* Assignment:
Scan the records for the line containing "Forgot to mention, I". From there through the last line, write out each line exactly.

::: Material shown

Issue #9847, opened 2021-10-01
Re-enable Draco quantization


ebogo1:
After https://github.com/CesiumGS/cesium/pull/9841 gets merged, we will no longer quantize any attributes in the Draco worker. Some immediate tech debt from this PR: 

- This is a temporary workaround while we switch to the `draco3d` npm module, but it should be doable to at least get some quantization benefits by packing compressed attributes into 16 bits. In the PR, c9ac980 has some progress towards getting the math to work in the shader but has inconsistent results with different models (i.e. with `Specs/Data/Models/DracoCompression/BoxVertexColorsDracoRGBA.gltf` Draco returns a null pointer even on the `"NORMAL"` attribute, which is unexpected). 
- Some specs related to quantization were changed or deleted. These two commits should be reverted once quantization is added back: 1a3b697, 97c186c

Since this is a sizable regression, we should fix as much as we can in main ASAP and consider a follow-up 1.86.1 release.

related: #9787

ebogo1:
Update: most of the specs are now back in `main` after https://github.com/CesiumGS/cesium/pull/9904 got merged. The specs for PointCloud3DTileContentSpec.js are the only ones left, and should be added in once the Draco issue is fixed.

ebogo1:
After https://github.com/CesiumGS/cesium/pull/9908/ is merged, all the specs will have been added back in. Once the Draco bug is fixed in the next release and we update the Draco version in CesiumJS, this issue can be closed.

PR #9904, opened 2021-10-29
Use `GetAttribute` to enable Draco quantization when possible

ebogo1:
This is a temporary workaround for https://github.com/CesiumGS/cesium/issues/9847. See https://github.com/google/draco/issues/742#issuecomment-954934088 for more info. Since `SkipAttributeTransform` breaks lookups with `GetAttributeByUniqueId`, this PR uses the alternative approach with `GetAttributeId` and `GetAttribute` to preserve quantization when possible. 

The downside is that this might not work when there are multiple sets of an attribute, i.e. `TEXCOORD_0` and `TEXCOORD_1`. Because of this, we only call `SkipAttributeTransform` with the new `GetAttribute` approach for "single" attributes. Otherwise, we continue without quantization and use the `GetAttributeByUniqueId` call as before.

I'm working on adding back some of the specs that were removed previously, but the core change is all in decodeDraco.js.

### DIFF
--- a/Source/WorkersES6/decodeDraco.js
+++ b/Source/WorkersES6/decodeDraco.js
@@ -275,6 +275,24 @@ function decodePointCloud(parameters) {
 function decodePrimitive(parameters) {
   var dracoDecoder = new draco.Decoder();
 
+  // Skip all parameter types except generic
+  // Note: As a temporary work-around until GetAttributeByUniqueId() works after
+  // calling SkipAttributeTransform(), we will not skip attributes with multiple
+  // sets of data in the glTF.
+  var attributesToSkip = ["POSITION", "NORMAL"];
+  var compressedAttributes = parameters.compressedAttributes;
+  if (!defined(compressedAttributes["COLOR_1"])) {
+    attributesToSkip.push("COLOR");
+  }
+  if (!defined(compressedAttributes["TEXCOORD_1"])) {
+    attributesToSkip.push("TEX_COORD");
+  }
+  if (parameters.dequantizeInShader) {
+    for (var i = 0; i < attributesToSkip.length; ++i) {
+      dracoDecoder.SkipAttributeTransform(draco[attributesToSkip[i]]);
+    }
+  }
+
   var bufferView = parameters.bufferView;
   var buffer = new draco.DecoderBuffer();
   buffer.Init(parameters.array, bufferView.byteLength);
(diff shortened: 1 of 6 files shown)


cesium-concierge:
    ```
    ```
* :grey_question: [CHANGES.md](https://github.com/CesiumGS/cesium/blob/draco-workaround/CHANGES.md) was not updated.

- [ ] Cesium Viewer works.
- [ ] Works in 2D/CV.

Source/WorkersES6/decodeDraco.js
```diff
@@ -275,6 +275,24 @@ function decodePointCloud(parameters) {
...
+  // calling SkipAttributeTransform(), we will not skip attributes with multiple
+  // sets of data in the glTF.
+  var attributesToSkip = ["POSITION", "NORMAL"];
+  var compressedAttributes = parameters.compressedAttributes;
+  if (!defined(compressedAttributes["COLOR_1"])) {
+    attributesToSkip.push("COLOR");
+  }
+  if (!defined(compressedAttributes["TEXCOORD_1"])) {
+    attributesToSkip.push("TEX_COORD");
+  }
```
lilleyse, line 289: glTF does allow for `TEXCOORD_2`, `TEXCOORD_3`, etc so some of this glTF attribute name -> draco name mapping could be organized in a more general way. Though to be fair, `TEXCOORD_2` and higher are only used in `ModelExperimental` and if we're expecting a bug fix in draco soon then maybe we don't have to worry about it here.

ebogo1: My thinking was that if there were more than one TEXCOORD, they numbering would go in order, meaning that at least `TEXCOORD_1` would exist - in which case, we would not call `SkipAttributeTransform()`. Is it possible to just have one TEXCOORD and call it `TEXCOORD_2`? I'm not sure I'm following your comment.

lilleyse: Oh that's true, never mind then. From the glTF spec:

> All indices for indexed attribute semantics MUST start with 0 and be consecutive positive integers

lilleyse:
Thanks for the quick turnaround @ebogo1. For 99% of cases we can use quantization again!

lilleyse:
Forgot to mention, I tested all the 3D models and 3D Tiles related sandcastles and ran the unit tests locally.

ebogo1:
Thanks @lilleyse. I tested [microcosm-draco.gltf.zip](https://github.com/CesiumGS/cesium/files/7445349/microcosm-draco.gltf.zip) (converted from https://github.com/CesiumGS/cesium/tree/main/Specs/Data/Models/GltfLoader/Microcosm/glTF with gltf-pipeline), which has multiple TEXCOORD attributes and all seems to work as expected.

::::::

* Output below:
Forgot to mention, I tested all the 3D models and 3D Tiles related sandcastles and ran the unit tests locally.

ebogo1:
Thanks @lilleyse. I tested [microcosm-draco.gltf.zip](https://github.com/CesiumGS/cesium/files/7445349/microcosm-draco.gltf.zip) (converted from https://github.com/CesiumGS/cesium/tree/main/Specs/Data/Models/GltfLoader/Microcosm/glTF with gltf-pipeline), which has multiple TEXCOORD attributes and all seems to work as expected.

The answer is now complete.